Мы насторожённо и с пиететом относились к именам, которыми он так легко жонглировал. И это придавало ему веса. Итак, Гоген, Ренуар, Моне! Мы все на сцене, а он – в зрительном зале. Начинается процесс. Творческий.
– Люся… иди… иди, иди, иди, иди… иди… иди… иди… иди… иди… иди… иди… стой! А ты… как тебя зовут, я забыл? Тамара… Тамарочка… вправо… вправо… вправо… вправо, вправо, вправо, вправо… вправо, чуть левей! Так. Хорошо! Теперь Нина, Спартак, Кулик. Идем все назад, в глубину сцены – назад… назад… назад… назад… назад… назад… назад… назад, назад, назад, назад, чуть вперед – стой! Какие вы все вялые. Я буду требовать от вас активности! Вы не активны. Вы должны приносить с собой багаж и во-о-о-още… Воо-о-о-още…
Хлопает в ладони – в смысле «внимание»! И продолжает:
– Сейчас нам Миронов Андрей покажет свой номер. Новый.
Опять хлопает в ладоши.
– Кабачок «Взятие Дарданелл». Женщины, на сцену! Мужчины, сядьте как в ресторане… Аккомпаниатор Москвина на сцене? Елизавета Абрамовна, почему у вас за кулисами такой бардак? Тихо! Андрей, начинай!

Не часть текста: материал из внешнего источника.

PR #454, opened 2026-06-12
feat(task_execution): skip IPFS upload on offchain, structured 402, Payment-Receipt header

DIvyaNautiyal07:
## Summary

PR 1 of 3 for the mech prepay migration (see `docs/mech_prepay_spec.md`). Two additive changes to the off-chain HTTP path. Contracts unchanged. On-chain (autonomous polling) behaviour is bit-for-bit identical (regression-tested below).

## PR series (how the three connect)

- **PR 1/3 — this PR:** mech server off-chain path. In off-chain mode, skip the IPFS upload of the response (keep it private) and commit a locally-computed **bare-file** CIDv1 instead, plus the structured 402 challenge + `Payment-Receipt` header. The off-chain return channel persists the result under `offchain_request_responses` so `/fetch_offchain_info` can serve it (the response never hits public IPFS). Ships dark behind `use_offchain=false`.
- **PR 2/3 — `valory-xyz/kv-store#16`:** adds `DELETE_REQUEST` / `LIST_REQUEST` performatives to the `valory/kv_store` protocol. Pure enabler — no mech wiring.
- **PR 3/3 — `#455`:** operator-side **preimage retention buffer** — mirrors each off-chain `(request, response)` into the `kv_store` connection keyed by `request_id`, with a background sweeper that LISTs by prefix + DELETEs entries past a retention window (uses PR 2's performatives). Ships dark behind `preimage_retention_enabled=false`. Draft, blocked on PR 2 publishing.

So: PR 1 makes off-chain private, PR 2 gives `kv_store` the delete/list verbs, PR 3 uses them for durable retention.

### Piece 1: skip IPFS upload on the off-chain path, compute CID locally

- New `packages/valory/skills/task_execution/utils/local_cid.py` with `compute_cidv1(content)` that produces the exact CID a real `ipfs add --cid-version=1 --raw-leaves=false` would for the same bytes. Pure-Python UnixFS + DAG-PB encoder, sha256, multibase base32-lower. No new top-level dependencies. Single-block only (raises if content exceeds 1 MiB).
- `_enqueue_offchain_request` no longer pushes to `ipfs_tasks`; it buffers the request JSON in a new `shared_state[in_memory_requests]` dict keyed by `request_id`.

Андрей начинает. Вылетает как вихрь, вскакивает легко на возвышение на сцене – якобы эстрада, – в черном фраке, черном котелке с белой хризантемой в петлице и объявляет сам себя: Жюльен Папа!
Это одесский куплетист, загримированный под французского шансонье, грассирует, подтанцовывает, клацая подбитыми подковами на башмаках. Запел:
- Здравствуйте, здравствуйте, здравствуйте.
- Здравствуйте, вам!
Мы на сцене не успели опомниться от этого «Здравствуйте вам», как он с наслаждением и с раскатом объявил следующий номер!
– Жюлье-е-е-ен Па-а-а-па! Лю-у-у-у-убо-овь не ка-а-ртошка!
- Любовь – не картошка,
- Не бросишь в окошко,
- Она всех собою манит.
- Но все же, о боже!
- Мы лезем из кожи
- И все мы кричим – вив л'амур!
Вынул из петлицы белую хризантему и бросил мне в руки. Это означало – хватит, подними забрало: я иду на тебя с белым флагом!
С этого блистательного куплетно-амурного зигзага, который он сделал в спектакле о революции, началось его новое амплуа, в котором он войдет во врата рая и ада популярности.
– Еще, еще, – просил Чек. Он всегда любил повторять сцены, которые ему нравились. И Андрей пел, а мы все шалели от его пения. Потом, когда спектакль выйдет, чтобы увидеть Миронова в этой сцене, будет рваться вся Москва.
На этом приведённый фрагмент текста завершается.